A proposal by the government to encourage citizens to earn more "property income" has caught the attention of the population.

Chen Xiaolong, an official with the National Bureau of Statistics, explained that property income refers to earnings gained from assets including bank deposits, securities, real estate and other physical property, such as automobiles, antiques or luxury items.

Chen said that "per-capita disposable income," the index frequently used in modern statistics, is composed of four parts: salary income, income from transferable income (such as a pension), operational income (money earned from business operation), and property income.

In China, salary income usually accounts for 70 percent, while property income only averages around 2 percent. This means that the majority of people depend on salaries to support their families, though few have the intention to earn money through managing their assets.

"The proportion of property income is an important measurement of the wealth level of a country," said Chen. He said that in developed countries, per-capita property income is far higher than it is in China. Take the United States for instance. Property income accounts for 40 percent of all income and 90 percent of its citizens own securities such as stocks and funds. By comparison, at the end of the third quarter, the number of stock accounts in China totaled 120 million, while those holding fund accounts amounted to 90 million. The combined number of the two only accounts for 10 percent of the population. In the United States, over 50 percent of households invest in the stock market.
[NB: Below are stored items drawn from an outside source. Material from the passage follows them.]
PR #244, opened 2025-02-08
Improve Arcade CLI

EricGustin:
## PR Description
This PR improves upon the CLI in many ways.

1. Fixes bug where CLI commands that require the user to be logged in do not check for whether the user is logged in. This resulted in cryptic errors.
1. `arcade login` no longer generates an engine env file. When users download the Engine, the distribution already provides an `engine.env` file, so generating one with `arcade login` was redundant and causing confusion around which environment file to use.
1. `arcade login` used to look for `~/.arcade/credentials.yaml`, but this would cause issues if the `ARCADE_WORK_DIR` was set. Now it resolves to `ARCADE_WORK_DIR/.arcade/credentials.yaml` if the env var is set, else `~/.arcade/credentials.yaml`.
1. Refactored & improved error/warning messages in `_get_config_file`  by displaying all config file path locations that were searched. Previously, it only displayed the cwd and `~/.arcade/<config_file>`. `_get_config_file` remains functionially the same.


arcade/arcade/cli/authn.py
```diff
@@ -56,24 +60,21 @@ def _handle_login_response(self) -> bool:
             )
             return False
 
-        # ensure the ~/.arcade directory exists
-        # TODO: this should use WORK_DIR from env if set
-        arcade_dir = os.path.join(os.path.expanduser("~"), ".arcade")
-        if not os.path.exists(arcade_dir):
-            os.makedirs(arcade_dir, exist_ok=True)
+        # ensure the ARCADE_CONFIG_PATH directory exists
+        if not os.path.exists(ARCADE_CONFIG_PATH):
```
EricGustin, line 64: `ARCADE_CONFIG_PATH` uses the ARCADE_WORK_DIR env var if set.

arcade/arcade/cli/launcher.py
```diff
@@ -54,7 +55,7 @@ def start_servers(
     engine_config = _get_config_file(engine_config, default_filename="engine.yaml")
 
     # Ensure engine_env is provided or found and either way, validated
-    env_file = _get_config_file(engine_env, default_filename="arcade.env", optional=True)
+    env_file = _get_config_file(engine_env, default_filename="engine.env", optional=True)
```
EricGustin, line 58: Engine distribution uese `engine.env`, not `arcade.env`

arcade/arcade/cli/launcher.py
```diff
@@ -127,52 +134,47 @@ def _get_config_file(
...
+            console.print(f"❌ Config file not found at {candidate}", style="bold red")
+            raise RuntimeError(f"Config file not found at {candidate}")
+        return str(candidate)
+
+    # List of all config file path locations to check.
+    candidates = [
+        Path(os.getcwd()) / default_filename,
+        Path.home() / ".arcade" / default_filename,
+    ]
+    candidates.extend(Path(path) / default_filename for path in known_engine_config_locations)
```
sdreyer, line 148: Do we have a similar pattern for the env file? Its installed in the same dir as the engine config

EricGustin: yes, but since it is technically optional it will display as a warning if it can't be found.

Output:
image

arcade/arcade/cli/constants.py
```diff
@@ -1,7 +1,15 @@
-DEFAULT_CLOUD_HOST = "cloud.arcade.dev"
-DEFAULT_ENGINE_HOST = "api.arcade.dev"
+import os
+
+PROD_CLOUD_HOST = "cloud.arcade.dev"
+PROD_ENGINE_HOST = "api.arcade.dev"
 LOCALHOST = "localhost"
 
+# The path to the directory containing the Arcade configuration files. Typically ~/.arcade
+ARCADE_CONFIG_PATH = os.path.join(os.path.expanduser(os.getenv("ARCADE_WORK_DIR", "~")), ".arcade")
```
nbarbettini, line 8: Thanks for using Windows-safe methods 🙏

arcade/arcade/cli/main.py
```diff
@@ -70,7 +75,9 @@ def login(
     """
 
     if check_existing_login():
-        console.print("Delete ~/.arcade/credentials.yaml to log in as a different user.\n")
+        console.print("\nTo log out as the current user, use ", end="")
```
nbarbettini, line 78:
```suggestion
        console.print("\nTo log out and delete your locally-stored credentials, use ", end="")
```

nbarbettini (approved):
These improvements look great, thanks for fixing these papercuts @EricGustin!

The report of the 17th National Congress of the Communist Party of China (CPC) made a strategic proposal to "create conditions so that the people can earn more property income." To be specific, this means the government will expand channels and provide more opportunities for ordinary citizens to earn property income.

"The new idea has aroused great interest," said Shang Fulin, Chairman of China Securities Regulatory Commission. "Property income involves all kinds of investments. The capital market is the most direct and vast place for earning such income. To actively improve the healthy development of the capital market will benefit investors and will be one of the key aspects of economic development."

Property management

To encourage property income, the first thing to do is to enable the people to "possess property." But property ownership largely depends on economic development. Since 2002, the Chinese economy has grown more than 10 percent annually. At the same time, the average development speed of the world was 4.9 percent.

Chinese citizens have accumulated more and more wealth. Figures from the central bank show that by the end of September, deposits totaled 17.2 trillion yuan ($2.3 trillion). Along with the burgeoning stock market, people's enthusiasm for investment has been rising.

Some individual investors have earned considerable wealth from the bullish stock market recently. According to the Asia Pacific Wealth Report jointly issued by Merrill Lynch and Capgemini on October 17, by the end of 2006, the financial assets of 498,000 people surpassed $1 million, up 9.21 percent from that of 2005.

The report said the strong performance of the Chinese economy and the bullish stock market were the factors contributing to the increase in the number of wealthy people in the country. In 2006, the market value of the Shanghai and Shenzhen stock markets surged 220.6 percent. The number of wealthy people is expected to increase as the market continues its bullish trend.

"It is impossible to increase property income for citizens just through substantial interest rate hikes," said Yin Jianfeng, a financial expert with the Chinese Academy of Social Sciences. "Therefore, the onus falls on developing the capital market." For example, Yin pointed out that the saving rate was around 5 percent in the United States, but the actual deposit proportion can reach 40 percent if the financial assets are also factored in. In China, this rate is around 30 percent.